## [Assignment]
Across the records below, how many lines contain the string "gives"? Give the number by itself.

## [Supplied records]

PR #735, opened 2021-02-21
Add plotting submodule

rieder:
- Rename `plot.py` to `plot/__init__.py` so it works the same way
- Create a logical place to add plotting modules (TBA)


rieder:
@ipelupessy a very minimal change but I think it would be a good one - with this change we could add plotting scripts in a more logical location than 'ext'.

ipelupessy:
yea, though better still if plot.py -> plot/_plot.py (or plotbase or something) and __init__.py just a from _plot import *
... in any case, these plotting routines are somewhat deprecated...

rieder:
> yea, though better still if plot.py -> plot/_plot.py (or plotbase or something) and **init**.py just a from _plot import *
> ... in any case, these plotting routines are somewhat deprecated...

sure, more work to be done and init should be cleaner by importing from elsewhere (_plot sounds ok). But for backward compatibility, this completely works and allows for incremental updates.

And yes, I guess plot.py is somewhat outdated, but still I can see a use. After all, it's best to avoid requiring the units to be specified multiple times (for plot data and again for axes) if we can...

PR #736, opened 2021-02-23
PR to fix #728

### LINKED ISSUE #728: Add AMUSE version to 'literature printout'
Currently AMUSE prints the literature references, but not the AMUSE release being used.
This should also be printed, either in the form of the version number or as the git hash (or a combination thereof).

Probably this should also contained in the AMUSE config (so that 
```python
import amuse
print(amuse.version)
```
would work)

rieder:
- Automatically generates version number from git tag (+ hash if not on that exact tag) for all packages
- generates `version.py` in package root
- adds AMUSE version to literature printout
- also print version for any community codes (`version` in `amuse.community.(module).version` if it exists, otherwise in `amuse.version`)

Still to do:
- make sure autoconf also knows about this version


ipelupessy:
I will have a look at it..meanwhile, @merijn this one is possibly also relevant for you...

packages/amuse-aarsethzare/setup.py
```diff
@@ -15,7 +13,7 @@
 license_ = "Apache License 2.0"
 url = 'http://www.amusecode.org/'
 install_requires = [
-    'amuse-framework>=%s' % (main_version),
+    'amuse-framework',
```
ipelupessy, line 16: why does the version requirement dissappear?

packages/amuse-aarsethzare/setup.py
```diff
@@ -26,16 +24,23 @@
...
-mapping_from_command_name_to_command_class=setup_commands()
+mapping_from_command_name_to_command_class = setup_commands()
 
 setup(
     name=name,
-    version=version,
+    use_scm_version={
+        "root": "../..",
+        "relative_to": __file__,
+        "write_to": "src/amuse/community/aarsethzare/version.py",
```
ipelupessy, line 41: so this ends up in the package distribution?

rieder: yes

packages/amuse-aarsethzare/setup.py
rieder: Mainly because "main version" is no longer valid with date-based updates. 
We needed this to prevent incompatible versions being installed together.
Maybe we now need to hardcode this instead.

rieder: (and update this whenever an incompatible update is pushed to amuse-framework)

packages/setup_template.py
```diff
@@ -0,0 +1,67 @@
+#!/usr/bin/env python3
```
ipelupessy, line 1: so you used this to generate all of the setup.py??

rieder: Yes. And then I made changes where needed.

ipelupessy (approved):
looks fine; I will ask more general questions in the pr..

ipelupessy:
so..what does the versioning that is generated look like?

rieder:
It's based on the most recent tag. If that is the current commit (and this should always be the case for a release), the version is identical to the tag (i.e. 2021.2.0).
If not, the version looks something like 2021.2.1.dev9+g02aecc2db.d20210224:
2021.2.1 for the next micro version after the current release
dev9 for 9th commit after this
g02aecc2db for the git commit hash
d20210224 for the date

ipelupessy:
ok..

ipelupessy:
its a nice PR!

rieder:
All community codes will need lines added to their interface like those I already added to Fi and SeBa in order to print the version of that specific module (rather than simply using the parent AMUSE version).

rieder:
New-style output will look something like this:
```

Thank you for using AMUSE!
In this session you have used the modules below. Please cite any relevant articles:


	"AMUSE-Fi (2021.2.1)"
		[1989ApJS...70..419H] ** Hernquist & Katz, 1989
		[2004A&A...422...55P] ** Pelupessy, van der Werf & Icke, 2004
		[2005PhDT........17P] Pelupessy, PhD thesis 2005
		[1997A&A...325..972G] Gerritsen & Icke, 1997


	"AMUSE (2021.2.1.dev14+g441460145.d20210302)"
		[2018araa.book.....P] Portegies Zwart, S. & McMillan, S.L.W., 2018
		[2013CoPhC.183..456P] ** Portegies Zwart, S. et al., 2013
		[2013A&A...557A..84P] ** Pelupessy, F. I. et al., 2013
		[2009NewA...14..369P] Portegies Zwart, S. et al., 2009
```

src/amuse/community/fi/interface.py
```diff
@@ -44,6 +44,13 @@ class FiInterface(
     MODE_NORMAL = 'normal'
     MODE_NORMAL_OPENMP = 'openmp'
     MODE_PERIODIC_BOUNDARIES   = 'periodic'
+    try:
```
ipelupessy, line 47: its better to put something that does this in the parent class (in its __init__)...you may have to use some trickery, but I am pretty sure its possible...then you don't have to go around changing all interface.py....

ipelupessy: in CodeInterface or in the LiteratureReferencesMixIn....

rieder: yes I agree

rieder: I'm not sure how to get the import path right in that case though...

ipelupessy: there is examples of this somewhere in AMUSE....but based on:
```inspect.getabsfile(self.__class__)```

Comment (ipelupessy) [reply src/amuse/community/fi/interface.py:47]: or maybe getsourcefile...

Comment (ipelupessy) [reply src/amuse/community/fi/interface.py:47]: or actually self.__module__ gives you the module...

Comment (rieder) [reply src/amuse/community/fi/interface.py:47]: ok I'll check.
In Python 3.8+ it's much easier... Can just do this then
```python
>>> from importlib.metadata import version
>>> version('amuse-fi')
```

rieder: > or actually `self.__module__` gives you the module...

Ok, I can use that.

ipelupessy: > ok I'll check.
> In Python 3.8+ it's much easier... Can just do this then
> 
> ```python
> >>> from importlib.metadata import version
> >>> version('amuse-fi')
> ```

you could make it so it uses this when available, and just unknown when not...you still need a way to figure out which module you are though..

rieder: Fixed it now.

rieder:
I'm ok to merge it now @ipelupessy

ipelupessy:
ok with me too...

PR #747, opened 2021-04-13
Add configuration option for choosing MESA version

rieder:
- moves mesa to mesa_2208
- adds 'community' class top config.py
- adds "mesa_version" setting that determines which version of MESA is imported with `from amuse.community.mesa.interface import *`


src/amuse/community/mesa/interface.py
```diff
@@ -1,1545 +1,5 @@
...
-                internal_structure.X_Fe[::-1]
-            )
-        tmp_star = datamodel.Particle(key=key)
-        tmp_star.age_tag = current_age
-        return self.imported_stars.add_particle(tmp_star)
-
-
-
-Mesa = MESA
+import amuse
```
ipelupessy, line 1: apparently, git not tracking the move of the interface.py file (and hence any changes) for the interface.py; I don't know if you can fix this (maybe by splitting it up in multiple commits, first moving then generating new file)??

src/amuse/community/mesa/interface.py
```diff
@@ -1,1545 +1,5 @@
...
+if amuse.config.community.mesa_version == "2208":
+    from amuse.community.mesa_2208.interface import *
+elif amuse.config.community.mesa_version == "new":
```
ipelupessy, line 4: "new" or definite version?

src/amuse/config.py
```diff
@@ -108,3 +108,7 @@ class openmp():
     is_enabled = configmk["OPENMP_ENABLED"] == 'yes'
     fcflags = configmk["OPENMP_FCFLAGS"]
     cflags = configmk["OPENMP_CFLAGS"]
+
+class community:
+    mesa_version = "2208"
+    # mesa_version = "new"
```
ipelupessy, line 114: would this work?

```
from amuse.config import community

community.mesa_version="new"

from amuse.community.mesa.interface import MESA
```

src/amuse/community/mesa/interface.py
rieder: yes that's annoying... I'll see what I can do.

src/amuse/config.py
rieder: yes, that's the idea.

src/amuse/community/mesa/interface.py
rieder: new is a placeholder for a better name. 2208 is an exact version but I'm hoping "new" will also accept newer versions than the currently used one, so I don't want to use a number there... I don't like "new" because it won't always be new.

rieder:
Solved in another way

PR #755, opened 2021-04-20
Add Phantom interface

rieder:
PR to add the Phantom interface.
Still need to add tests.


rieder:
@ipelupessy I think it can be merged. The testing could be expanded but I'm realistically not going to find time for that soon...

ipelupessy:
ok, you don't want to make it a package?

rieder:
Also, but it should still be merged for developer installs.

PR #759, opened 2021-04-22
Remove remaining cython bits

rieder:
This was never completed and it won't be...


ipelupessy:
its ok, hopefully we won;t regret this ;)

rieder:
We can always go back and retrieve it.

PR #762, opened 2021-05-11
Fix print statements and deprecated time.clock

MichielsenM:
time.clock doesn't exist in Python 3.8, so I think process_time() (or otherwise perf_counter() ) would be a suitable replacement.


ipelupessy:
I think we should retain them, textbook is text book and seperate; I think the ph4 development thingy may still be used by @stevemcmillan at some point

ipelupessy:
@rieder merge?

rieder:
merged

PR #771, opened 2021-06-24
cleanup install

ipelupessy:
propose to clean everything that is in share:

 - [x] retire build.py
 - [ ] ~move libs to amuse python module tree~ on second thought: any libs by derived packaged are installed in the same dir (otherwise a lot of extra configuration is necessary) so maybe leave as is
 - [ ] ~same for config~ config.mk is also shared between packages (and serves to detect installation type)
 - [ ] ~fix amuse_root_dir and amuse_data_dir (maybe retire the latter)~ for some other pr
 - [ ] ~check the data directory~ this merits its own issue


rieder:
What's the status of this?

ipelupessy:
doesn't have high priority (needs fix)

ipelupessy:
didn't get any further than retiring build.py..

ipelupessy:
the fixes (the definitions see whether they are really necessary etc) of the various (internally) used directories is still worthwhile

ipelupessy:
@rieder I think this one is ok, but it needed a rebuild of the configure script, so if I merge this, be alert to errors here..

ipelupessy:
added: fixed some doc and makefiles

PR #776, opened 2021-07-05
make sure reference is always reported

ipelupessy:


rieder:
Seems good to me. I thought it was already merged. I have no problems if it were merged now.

## [Answer section]
2